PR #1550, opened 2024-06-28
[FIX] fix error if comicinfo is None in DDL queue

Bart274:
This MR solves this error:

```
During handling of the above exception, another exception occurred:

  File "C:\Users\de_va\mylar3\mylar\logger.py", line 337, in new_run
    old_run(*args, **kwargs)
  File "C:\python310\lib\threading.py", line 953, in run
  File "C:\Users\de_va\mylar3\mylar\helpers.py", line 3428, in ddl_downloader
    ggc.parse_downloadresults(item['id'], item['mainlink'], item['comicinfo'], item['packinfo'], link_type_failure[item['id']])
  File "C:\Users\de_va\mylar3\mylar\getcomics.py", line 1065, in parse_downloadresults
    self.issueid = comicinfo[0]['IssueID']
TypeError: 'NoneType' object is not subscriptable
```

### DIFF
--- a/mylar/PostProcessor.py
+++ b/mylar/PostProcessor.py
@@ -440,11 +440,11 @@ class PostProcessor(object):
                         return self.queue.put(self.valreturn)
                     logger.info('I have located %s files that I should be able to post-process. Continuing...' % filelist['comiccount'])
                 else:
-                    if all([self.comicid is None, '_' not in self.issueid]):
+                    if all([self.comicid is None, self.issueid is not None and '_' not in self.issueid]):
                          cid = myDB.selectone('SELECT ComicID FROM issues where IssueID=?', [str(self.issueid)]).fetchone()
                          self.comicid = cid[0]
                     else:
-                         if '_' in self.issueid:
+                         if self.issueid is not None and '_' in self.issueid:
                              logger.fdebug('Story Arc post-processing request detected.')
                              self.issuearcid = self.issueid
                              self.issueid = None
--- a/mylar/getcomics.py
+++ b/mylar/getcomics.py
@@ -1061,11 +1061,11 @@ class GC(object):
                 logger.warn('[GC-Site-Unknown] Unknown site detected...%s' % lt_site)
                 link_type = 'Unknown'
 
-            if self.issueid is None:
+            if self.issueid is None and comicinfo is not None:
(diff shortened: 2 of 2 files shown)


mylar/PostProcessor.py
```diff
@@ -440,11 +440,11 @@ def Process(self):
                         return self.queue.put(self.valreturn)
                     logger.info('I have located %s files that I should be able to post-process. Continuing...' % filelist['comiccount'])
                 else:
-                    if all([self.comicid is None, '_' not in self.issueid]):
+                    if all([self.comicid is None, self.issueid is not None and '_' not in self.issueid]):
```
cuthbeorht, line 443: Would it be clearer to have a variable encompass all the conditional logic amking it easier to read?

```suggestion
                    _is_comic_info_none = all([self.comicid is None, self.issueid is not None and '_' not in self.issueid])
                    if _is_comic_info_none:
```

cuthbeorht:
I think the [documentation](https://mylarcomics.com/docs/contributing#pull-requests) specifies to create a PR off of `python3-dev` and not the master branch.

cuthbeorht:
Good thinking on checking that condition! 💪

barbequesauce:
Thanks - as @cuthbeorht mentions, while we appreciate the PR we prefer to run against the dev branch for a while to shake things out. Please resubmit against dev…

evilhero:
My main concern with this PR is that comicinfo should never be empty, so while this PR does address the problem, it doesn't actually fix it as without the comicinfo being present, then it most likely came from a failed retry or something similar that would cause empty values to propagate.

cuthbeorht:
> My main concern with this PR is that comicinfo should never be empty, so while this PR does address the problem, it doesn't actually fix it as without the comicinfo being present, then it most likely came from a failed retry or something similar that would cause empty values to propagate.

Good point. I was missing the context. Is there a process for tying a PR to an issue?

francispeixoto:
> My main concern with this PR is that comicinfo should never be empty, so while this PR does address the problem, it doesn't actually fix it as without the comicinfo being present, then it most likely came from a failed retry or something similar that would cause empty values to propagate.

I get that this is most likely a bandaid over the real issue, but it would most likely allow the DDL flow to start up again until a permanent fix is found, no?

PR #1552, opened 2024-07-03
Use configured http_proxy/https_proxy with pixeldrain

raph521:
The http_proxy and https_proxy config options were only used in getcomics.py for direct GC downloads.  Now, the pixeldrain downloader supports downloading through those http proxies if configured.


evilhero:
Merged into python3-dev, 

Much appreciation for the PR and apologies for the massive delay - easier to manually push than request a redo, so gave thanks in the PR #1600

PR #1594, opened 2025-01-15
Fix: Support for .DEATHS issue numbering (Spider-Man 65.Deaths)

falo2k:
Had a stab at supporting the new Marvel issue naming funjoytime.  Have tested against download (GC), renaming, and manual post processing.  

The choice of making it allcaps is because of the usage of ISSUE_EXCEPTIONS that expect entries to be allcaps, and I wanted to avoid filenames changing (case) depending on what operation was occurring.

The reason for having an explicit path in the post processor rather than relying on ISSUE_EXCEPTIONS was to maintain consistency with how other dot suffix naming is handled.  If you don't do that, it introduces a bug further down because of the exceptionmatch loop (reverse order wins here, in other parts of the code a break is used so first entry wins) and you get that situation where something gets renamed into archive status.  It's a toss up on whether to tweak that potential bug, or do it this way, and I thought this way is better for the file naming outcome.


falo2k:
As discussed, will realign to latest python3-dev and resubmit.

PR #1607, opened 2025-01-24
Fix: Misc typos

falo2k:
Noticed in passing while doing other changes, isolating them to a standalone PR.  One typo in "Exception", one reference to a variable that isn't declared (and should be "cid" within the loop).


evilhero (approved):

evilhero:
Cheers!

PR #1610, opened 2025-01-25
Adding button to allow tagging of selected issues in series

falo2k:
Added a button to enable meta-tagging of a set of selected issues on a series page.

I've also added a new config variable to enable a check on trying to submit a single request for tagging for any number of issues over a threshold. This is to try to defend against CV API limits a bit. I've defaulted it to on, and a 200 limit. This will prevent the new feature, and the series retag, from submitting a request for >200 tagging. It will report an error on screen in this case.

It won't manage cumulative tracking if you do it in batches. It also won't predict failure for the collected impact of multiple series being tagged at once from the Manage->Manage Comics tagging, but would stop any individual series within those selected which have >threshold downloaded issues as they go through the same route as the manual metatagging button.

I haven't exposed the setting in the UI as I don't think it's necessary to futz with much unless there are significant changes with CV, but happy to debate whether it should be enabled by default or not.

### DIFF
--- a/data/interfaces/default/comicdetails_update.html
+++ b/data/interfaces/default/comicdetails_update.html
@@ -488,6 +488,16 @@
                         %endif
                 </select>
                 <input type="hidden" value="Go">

▸ What you are asked to do:
Make a list of all lines in the data that contain "series".

▸ Solution for this task:
Adding button to allow tagging of selected issues in series
Added a button to enable meta-tagging of a set of selected issues on a series page.
I've also added a new config variable to enable a check on trying to submit a single request for tagging for any number of issues over a threshold. This is to try to defend against CV API limits a bit. I've defaulted it to on, and a 200 limit. This will prevent the new feature, and the series retag, from submitting a request for >200 tagging. It will report an error on screen in this case.
It won't manage cumulative tracking if you do it in batches. It also won't predict failure for the collected impact of multiple series being tagged at once from the Manage->Manage Comics tagging, but would stop any individual series within those selected which have >threshold downloaded issues as they go through the same route as the manual metatagging button.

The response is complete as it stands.